-- Opening Marker --

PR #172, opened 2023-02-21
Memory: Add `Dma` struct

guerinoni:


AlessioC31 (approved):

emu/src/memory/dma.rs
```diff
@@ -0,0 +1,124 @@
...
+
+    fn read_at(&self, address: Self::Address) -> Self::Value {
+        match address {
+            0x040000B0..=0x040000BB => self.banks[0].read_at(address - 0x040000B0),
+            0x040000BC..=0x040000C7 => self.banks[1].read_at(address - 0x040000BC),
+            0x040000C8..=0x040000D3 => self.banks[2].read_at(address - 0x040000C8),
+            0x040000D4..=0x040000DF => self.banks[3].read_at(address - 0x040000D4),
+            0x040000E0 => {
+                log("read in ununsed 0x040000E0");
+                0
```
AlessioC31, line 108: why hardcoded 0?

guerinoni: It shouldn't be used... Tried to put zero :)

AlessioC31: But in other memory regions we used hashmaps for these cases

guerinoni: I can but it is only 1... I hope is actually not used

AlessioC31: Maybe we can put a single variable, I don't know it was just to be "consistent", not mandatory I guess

-- Closing Marker --
-- Opening Marker --

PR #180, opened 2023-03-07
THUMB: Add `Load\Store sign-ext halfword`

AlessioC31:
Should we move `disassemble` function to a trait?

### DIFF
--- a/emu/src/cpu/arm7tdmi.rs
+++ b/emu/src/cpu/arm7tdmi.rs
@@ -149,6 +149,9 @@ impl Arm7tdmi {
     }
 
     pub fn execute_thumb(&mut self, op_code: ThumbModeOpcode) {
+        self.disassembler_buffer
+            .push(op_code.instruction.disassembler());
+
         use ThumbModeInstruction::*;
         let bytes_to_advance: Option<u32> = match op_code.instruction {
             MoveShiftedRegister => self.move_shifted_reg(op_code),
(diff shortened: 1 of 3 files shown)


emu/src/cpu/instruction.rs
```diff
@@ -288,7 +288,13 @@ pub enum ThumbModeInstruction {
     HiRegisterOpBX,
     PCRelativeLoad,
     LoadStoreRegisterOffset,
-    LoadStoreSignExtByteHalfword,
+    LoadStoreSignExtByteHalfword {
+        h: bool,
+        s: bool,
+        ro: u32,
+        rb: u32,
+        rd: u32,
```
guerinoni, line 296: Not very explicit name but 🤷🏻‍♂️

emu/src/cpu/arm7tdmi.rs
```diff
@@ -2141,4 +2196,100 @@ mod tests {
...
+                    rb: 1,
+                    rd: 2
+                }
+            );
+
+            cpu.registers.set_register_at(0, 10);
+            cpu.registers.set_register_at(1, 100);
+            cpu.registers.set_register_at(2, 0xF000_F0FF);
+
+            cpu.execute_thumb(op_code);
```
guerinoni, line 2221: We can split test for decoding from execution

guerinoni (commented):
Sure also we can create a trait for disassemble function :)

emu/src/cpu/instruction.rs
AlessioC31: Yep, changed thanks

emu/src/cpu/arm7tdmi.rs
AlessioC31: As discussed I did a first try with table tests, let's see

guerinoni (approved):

-- Closing Marker --

> **What this task involves**: In the records above, some lines may contain the word "approved"; copy every one of them.

> **Response for this exercise**:
AlessioC31 (approved):
guerinoni (approved):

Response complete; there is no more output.